Rental service network to curb tenants' exploitation
JEDDAH, Jan 27, 2013 (Arab News - McClatchy-Tribune Information Services via COMTEX) --
In an effort to regulate the house-renting sector in the Kingdom, the Ministry of Housing plans to launch a network for online rental services later this year.
The system will enable the ministry to monitor the rental market and interfere when tenants are exploited or unfairly treated. In addition, it will enable tenants to pay their rents online, an official of the ministry said.
"The network will have a credit registry system to ensure tenants pay their rent on time. This in turn will also facilitate for tenants the procedure of paying rents by providing them with the option of online disbursement," said Muhammad Al-Zamie the general supervisor for planning and studies agency at the ministry in a statement.
Al-Zamie also indicated that the government would interfere only in the event of landlords exploiting citizens or violating tenants' rights.
"The ministry will strive to monitor the rising rent rates by regulating the rental market, ensuring transparency in tariffs and monitoring the market to interfere if the situation demands. We will also be constructing thousands of residential units to meet citizens' demands," Al-Zamie said.
He said the network will offer a comprehensive solution to the problems in the rental sector by regulating the interactions between tenants, landlords and property agents. He added that the ministry is currently working in collaboration with the Ministry of Commerce and Industry on establishing the guidelines that will govern the work of real estate agents.

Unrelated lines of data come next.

PR #410, opened 2020-05-19
overrides: prune overrides that have made it to stable

dustymabe:


dustymabe:
I'll do a separate PR for `next` once the podman fix goes into stable (in the next bodhi run)

lucab (approved):

PR #411, opened 2020-05-19
overlay/live-generator: Add requires/after for rootfs on ISO

cgwalters:
We are seeing RHCOS ISO bootup fail sometimes, I think we're racing
with some udev probe transiently inspecting the CD.
I believe that by adding this `After=`, we're serializing on
udev probing being complete for that device.  Plus, it's
just best practice anyways.


cgwalters:
(Testing this locally)

dustymabe:
seems reasonable. This does appear to be a race condition so it might be worth trying to loop to see how consistent it is before and after this change. For example I just ran my install again and it booted fine so I'm 1/2 on hitting the issue. Hopefully after this change we don't hit it at all.

cgwalters:
OK tested and I'm so far 8/8 on boots.

dustymabe (approved):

According to official statistics, there are more than one million Saudi families living in rented houses, accounting for 34 percent of all Saudi families, he said.
However, he added that the Saudi market is operating on the principles of free trade in which market forces determine the rates.
"The ministry will not set a ceiling price for rents, except in unavoidable situations when landlords unfairly exploit citizens," he said.
He added that the ministry would not be able to monitor rent rates until the implementation of the network because it will provide the officials concerned with the precise details of tariffs.
Referring to the attempts of other countries to stabilize rental rates, he revealed that most of these efforts had failed. "In Egypt, for instance, government intervention led to investors stopping construction projects of rental houses and prompted landlords to neglect the maintenance of their properties," he said.
Elaborating further, Al-Zamie said the online network would focus on two aspects. One is the regulatory aspect that would clearly define the rights and obligations of the three parties involved in the rental business. As such, it will help protect the rights of each of the parties, guarantee market transparency and encourage investors to construct more buildings and thus create a conducive atmosphere for lower rental rates.
Secondly, the network will show the rental houses available in the country. It will also have a database and information center on rent rates, landlords, agents and the rent payment records of tenants.
The transparency provided by the network will impede agents or landlords from tampering with the rates and enable the ministry to monitor the rates and intervene if the situation demands.
Moreover, the online payment system will provide tenants with various payment options, such as monthly, quarterly or half yearly.